On the basis of the records below, report how many lines contain the word "identifier". Nothing else should be given.

○ ○ ○ ○

PR #2109, opened 2023-03-18
Update introduction.md

gelbelle:
Clarified when square bracket notation is required when using a key to access your object value.
I found this incredibly difficult when I was first learning and it caused me many hours of googling as to why my dot notation wasn't working.

### DIFF
--- a/concepts/objects/introduction.md
+++ b/concepts/objects/introduction.md
@@ -75,7 +75,8 @@ obj[key];
 ```
 
 Using the dot notation as a shorthand has the same restriction as omitting the quotation marks.
-It only works if the key follows the identifier naming rules. In other words, if you're key is not a single word using only letters, you must use square bracket notation.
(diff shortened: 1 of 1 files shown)


concepts/objects/introduction.md
```diff
@@ -75,7 +75,7 @@ obj[key];
 ```
 
 Using the dot notation as a shorthand has the same restriction as omitting the quotation marks.
-It only works if the key follows the identifier naming rules.
+It only works if the key follows the identifier naming rules. In other words, if you're key is not a single word using only letters, you must use square bracket notation.
```
SleeplessByte, line 78:
```suggestion
It only works if the key follows the identifier naming rules.
In other words, if you're key is not a single word using only letters, you must use square bracket notation.
```

Moving this to the next line so it adheres to our markdown styleguide.

SleeplessByte (approved):
Thank you, this is a good change.

PR #2159, opened 2023-04-29
Add prerequisites

safwansamsudeen:
As part of #984, I've added the prerequisites for the House exercises and removed the `topics` key as per Erik's comment in #960. Note that many entries with `prerequisites` still have `topics` - this should be addressed, maybe?

I just completed this exercise myself. This is [the top solution](https://exercism.org/tracks/javascript/exercises/house/solutions/sporks) and it uses arrays, something needed to implement this exercise without hardcoding values. You also need to learn strings, along with string manipulation (I'm not sure if we should add to the `practices` key in this PR: when I get the clarification, I'll add `template-strings` to it). Finally, all the top solutions use `for` loops - perhaps this could be done using `map` or `while`, but the most straightforward solution will use `for` loops.

I apologize for the `sync exercise` commit and it's reversion - it happened due to a conflict with another issue I opened. New-ish to git!

### DIFF
--- a/.github/workflows/action-format.yml
+++ b/.github/workflows/action-format.yml
@@ -16,7 +16,7 @@ jobs:
         with:
           github-token: ${{ secrets.GITHUB_TOKEN }}
           script: |
-            github.issues.createComment({
+            github.rest.issues.createComment({
               issue_number: context.issue.number,
               owner: context.repo.owner,
               repo: context.repo.repo,
@@ -34,7 +34,7 @@ jobs:
         id: fork_status
         run: |
           IS_FORK="$(jq '.head.repo.fork' "/tmp/pr.json")"
-          echo "::set-output name=fork::$IS_FORK"
+          echo "fork=$IS_FORK" >> "$GITHUB_OUTPUT"
 
       - name: 'Setup SSH deploy key'
         if: steps.fork_status.outputs.fork == 'false'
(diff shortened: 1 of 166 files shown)


safwansamsudeen:
@SleeplessByte thanks for reopening this. I realize that you're currently not accepting CCs, but @TomPradat specifically said he'll look into this when he has time.

TomPradat (approved):
I myself have done this exercise using recursion, but given the difficulty of the exercise and given the place of the "recursion" concept in the concepts tree, I believe it's a good idea not to put it in the prerequisites 👍 

IMO there is no need to add `template strings` here. And I totally agree with the other prerequisites you have added. For loop is the most straightforward I believe too.

No worries about the sync exercise commit, these commits will all be squashed anyways.

Thank you for working on this !

PS: Sorry for the time it took me to review this PR, I had a lot to deal with

safwansamsudeen:
@TomPradat thanks for the review. Let me know when you're free again so that I can submit PRs for the rest of the exercises.

Yeah, we don't need `template-strings` in prerequisites - I meant that we add it to `practices`, as Erik has said.

SleeplessByte (approved):

TomPradat:
> @TomPradat thanks for the review. Let me know when you're free again so that I can submit PRs for the rest of the exercises. What about merging this?

You can submit PRs one by one. Don't expect me to be quick these days at reviewing but I'll do it gladly when I have some time :slightly_smiling_face:.

> Yeah, we don't need `template-strings` in prerequisites - I meant that we add it to `practices`, as Erik has said.

:+1:

PR #2164, opened 2023-05-03
Bump node LTS to v18 and add v20 to CI

tejasbubane:
Deprecate versions < 18

### DIFF
--- a/.github/workflows/ci.js.yml
+++ b/.github/workflows/ci.js.yml
@@ -29,7 +29,7 @@ jobs:
 
     strategy:
       matrix:
-        node-version: ['18', '19', '20']
+        node-version: ['18', '20']
 
     steps:
       - uses: actions/checkout@8e5e7e5ab8b370d6c329ec480221332ada57f0ab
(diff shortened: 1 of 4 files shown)


.github/workflows/ci.js.yml
```diff
@@ -29,7 +29,7 @@ jobs:
 
     strategy:
       matrix:
-        node-version: ['16', '17', '18']
+        node-version: ['18', '19', '20']
```
SleeplessByte, line 32: Since 19 is unstable, I don't think we should test for it at all (same for 17, 21, etc.)

.github/workflows/pr.ci.js.yml
```diff
@@ -33,7 +33,7 @@ jobs:
 
     strategy:
       matrix:
-        node-version: ['16', '17', '18']
+        node-version: ['18', '19', '20']
```
SleeplessByte, line 36: Since 19 is unstable, I don't think we should test for it at all (same for 17, 21, etc.)

SleeplessByte (approved):

PR #2189, opened 2023-06-09
Fix coordinate-transformation test case answers

hsk-kr:
- since the test cases reuse closure functions, the answers need to be accumulated.


hsk-kr:
It's really late to reply. Yes, it has turned out that I misunderstood the assignment. Thank you for your quick response.

PR #2218, opened 2023-07-19
Replaced the magic number 22 with a constant named billableDaysPerMonth

mazzog:
As per the discussion pertaining to the topic in the forums at the following link:

[Thread](https://forum.exercism.org/t/about-the-exemplar-solution-in-the-freelancer-rates-exercise-in-the-js-track/6540)


SleeplessByte (approved):
Thank you

PR #2228, opened 2023-07-30
Make tests robust against missing implementations of testees

MatthijsBlom:
Previously, when `translate2d` or `scale2d` were still lacking an implementation, the tests would crash instead of fail properly. This patch removes the need for the testees to be implemented, so that all missing implementations result in proper test failures only.

This issue was [discussed on the forum](https://forum.exercism.org/t/bug-on-coordinate-transformation-fixed/6678).


SleeplessByte (approved):

MatthijsBlom:
Oops, should have passed `[no important files changed]` 🤦

SleeplessByte:
I forgot too...

PR #2287, opened 2023-09-28
Grains approach fix

bobahop:
fixed to `throw new Error` instead of just `throw`, which apparently does not throw an error.


tejasbubane (approved):
Thanks :+1:

PR #2297, opened 2023-10-17
Add node 21 to CI

tejasbubane:
https://nodejs.org/en/blog/announcements/v21-release-announce

### DIFF
--- a/.github/workflows/ci.js.yml
+++ b/.github/workflows/ci.js.yml
@@ -29,7 +29,7 @@ jobs:
 
     strategy:
       matrix:
-        node-version: ['18', '20']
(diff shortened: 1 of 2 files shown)


tejasbubane:
@SleeplessByte Yes. I think we should keep the LTS (18) and latest (21) versions in CI. I guess many users installing nodejs first time might install the latest version.

SleeplessByte:
The latest version when uneven often just doesn't work for various reasons. I don't think we will be _able_ to solve the issues that they run into.

Can we mark the 21 one as "allowed to fail"?

I do think we should add 20!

○ ○ ○ ○

Answer below> 4